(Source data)
Issue #16193, opened 2020-03-12
Colorize the `pf` output (especially in `r2 -nn binary` case)


XVilka:
**Is your feature request related to a problem? Please describe.**
Currently radare2 prints both `pf` and built-in `pf` output in `r2 -nn` mode without any colors, even if they are enabled. It would be amazing to improve the readability to colorize them according to the current color options and colorscheme.

![image](https://user-images.githubusercontent.com/203261/76514618-2449ae00-6493-11ea-8b1d-e3d365809199.png)

radare:
also i as thinking in having ad integrated into pf.. so we can tell pf to magically guess the type stored in one place by telescoping it and making some assumptions to see if the dword matches an allocated address, or printable chars to represent a string.

also what i find out is that ad is not detecting the strings when the first byte is nul.. basically "" strings in disassembly never appear.

vicky-dx:
> also i as thinking in having ad integrated into pf.. so we can tell pf to magically guess the type stored in one place by telescoping it and making some assumptions to see if the dword matches an allocated address, or printable chars to represent a string.
> 
> also what i find out is that ad is not detecting the strings when the first byte is nul.. basically "" strings in disassembly never appear.

This PR focuses on **cosmetic improvements** to enhance readability by adding colors to the existing `pf` output format. 

It does **not** implement smart type detection or telescoping (as discussed by @radare in the issue comments). The foundation laid here with color helper functions will work seamlessly with any future smart type detection features.

Looking forward to seeing smart type detection implemented in the future! 🥹😊

PR #24734, opened 2025-10-23
Add colorization to pf output #16193

vicky-dx:
- Added helper functions for maintainable color management
- Addresses use addr palette color (green)
- Values use b0xff palette color (red/magenta)
- Updated format functions: byte, word, hex, int, octal, qword
- Arrays are properly colorized
- Easy to modify color scheme by changing helper functions


trufae:
i think you are printing colors always, even when the scr.color=0

trufae:
also the colorization of pf should use the checks to verify if the value falls into a rx, rw, ro or invalid area like its done in pxr or drr commands. this way it will be easier to read the colors in the output

trufae:
ping

trufae:
pf has been fully rewritten (format2.c is now the default) so this pr can be closed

* **Task details**
Type out every record above once more, exactly.

* **Solved exercise**
Issue #16193, opened 2020-03-12
Colorize the `pf` output (especially in `r2 -nn binary` case)


XVilka:
**Is your feature request related to a problem? Please describe.**
Currently radare2 prints both `pf` and built-in `pf` output in `r2 -nn` mode without any colors, even if they are enabled. It would be amazing to improve the readability to colorize them according to the current color options and colorscheme.

![image](https://user-images.githubusercontent.com/203261/76514618-2449ae00-6493-11ea-8b1d-e3d365809199.png)

radare:
also i as thinking in having ad integrated into pf.. so we can tell pf to magically guess the type stored in one place by telescoping it and making some assumptions to see if the dword matches an allocated address, or printable chars to represent a string.

also what i find out is that ad is not detecting the strings when the first byte is nul.. basically "" strings in disassembly never appear.

vicky-dx:
> also i as thinking in having ad integrated into pf.. so we can tell pf to magically guess the type stored in one place by telescoping it and making some assumptions to see if the dword matches an allocated address, or printable chars to represent a string.
> 
> also what i find out is that ad is not detecting the strings when the first byte is nul.. basically "" strings in disassembly never appear.

This PR focuses on **cosmetic improvements** to enhance readability by adding colors to the existing `pf` output format. 

It does **not** implement smart type detection or telescoping (as discussed by @radare in the issue comments). The foundation laid here with color helper functions will work seamlessly with any future smart type detection features.

Looking forward to seeing smart type detection implemented in the future! 🥹😊

PR #24734, opened 2025-10-23
Add colorization to pf output #16193

vicky-dx:
- Added helper functions for maintainable color management
- Addresses use addr palette color (green)
- Values use b0xff palette color (red/magenta)
- Updated format functions: byte, word, hex, int, octal, qword
- Arrays are properly colorized
- Easy to modify color scheme by changing helper functions


trufae:
i think you are printing colors always, even when the scr.color=0

trufae:
also the colorization of pf should use the checks to verify if the value falls into a rx, rw, ro or invalid area like its done in pxr or drr commands. this way it will be easier to read the colors in the output

trufae:
ping

trufae:
pf has been fully rewritten (format2.c is now the default) so this pr can be closed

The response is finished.